DATA SECTION:
※

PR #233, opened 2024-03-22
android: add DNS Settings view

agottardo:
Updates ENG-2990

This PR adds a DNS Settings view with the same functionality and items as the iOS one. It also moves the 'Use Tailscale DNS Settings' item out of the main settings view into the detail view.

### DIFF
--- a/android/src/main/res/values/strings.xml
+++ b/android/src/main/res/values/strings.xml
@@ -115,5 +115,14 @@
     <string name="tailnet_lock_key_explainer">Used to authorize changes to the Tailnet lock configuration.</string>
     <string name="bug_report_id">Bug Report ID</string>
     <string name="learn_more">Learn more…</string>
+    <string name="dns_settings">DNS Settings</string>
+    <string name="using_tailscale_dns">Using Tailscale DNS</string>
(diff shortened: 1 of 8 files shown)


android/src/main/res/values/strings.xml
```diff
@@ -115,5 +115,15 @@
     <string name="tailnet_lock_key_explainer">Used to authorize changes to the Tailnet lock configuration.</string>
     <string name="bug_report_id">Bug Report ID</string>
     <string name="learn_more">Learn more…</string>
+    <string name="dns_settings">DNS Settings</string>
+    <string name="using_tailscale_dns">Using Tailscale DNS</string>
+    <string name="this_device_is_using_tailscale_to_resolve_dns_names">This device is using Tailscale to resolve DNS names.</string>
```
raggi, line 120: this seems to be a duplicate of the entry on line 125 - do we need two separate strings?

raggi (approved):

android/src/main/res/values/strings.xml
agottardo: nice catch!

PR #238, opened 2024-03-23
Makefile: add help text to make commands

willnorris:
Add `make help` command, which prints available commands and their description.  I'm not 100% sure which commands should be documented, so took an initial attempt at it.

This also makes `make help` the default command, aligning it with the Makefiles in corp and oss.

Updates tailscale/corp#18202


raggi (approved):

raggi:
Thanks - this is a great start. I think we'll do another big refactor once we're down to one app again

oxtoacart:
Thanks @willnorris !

※

DIRECTIONS:
Send back every record, precisely as written.

YOUR RESPONSE:
PR #233, opened 2024-03-22
android: add DNS Settings view

agottardo:
Updates ENG-2990

This PR adds a DNS Settings view with the same functionality and items as the iOS one. It also moves the 'Use Tailscale DNS Settings' item out of the main settings view into the detail view.

### DIFF
--- a/android/src/main/res/values/strings.xml
+++ b/android/src/main/res/values/strings.xml
@@ -115,5 +115,14 @@
     <string name="tailnet_lock_key_explainer">Used to authorize changes to the Tailnet lock configuration.</string>
     <string name="bug_report_id">Bug Report ID</string>
     <string name="learn_more">Learn more…</string>
+    <string name="dns_settings">DNS Settings</string>
+    <string name="using_tailscale_dns">Using Tailscale DNS</string>
(diff shortened: 1 of 8 files shown)


android/src/main/res/values/strings.xml
```diff
@@ -115,5 +115,15 @@
     <string name="tailnet_lock_key_explainer">Used to authorize changes to the Tailnet lock configuration.</string>
     <string name="bug_report_id">Bug Report ID</string>
     <string name="learn_more">Learn more…</string>
+    <string name="dns_settings">DNS Settings</string>
+    <string name="using_tailscale_dns">Using Tailscale DNS</string>
+    <string name="this_device_is_using_tailscale_to_resolve_dns_names">This device is using Tailscale to resolve DNS names.</string>
```
raggi, line 120: this seems to be a duplicate of the entry on line 125 - do we need two separate strings?

raggi (approved):

android/src/main/res/values/strings.xml
agottardo: nice catch!

PR #238, opened 2024-03-23
Makefile: add help text to make commands

willnorris:
Add `make help` command, which prints available commands and their description.  I'm not 100% sure which commands should be documented, so took an initial attempt at it.

This also makes `make help` the default command, aligning it with the Makefiles in corp and oss.

Updates tailscale/corp#18202


raggi (approved):

raggi:
Thanks - this is a great start. I think we'll do another big refactor once we're down to one app again

oxtoacart:
Thanks @willnorris !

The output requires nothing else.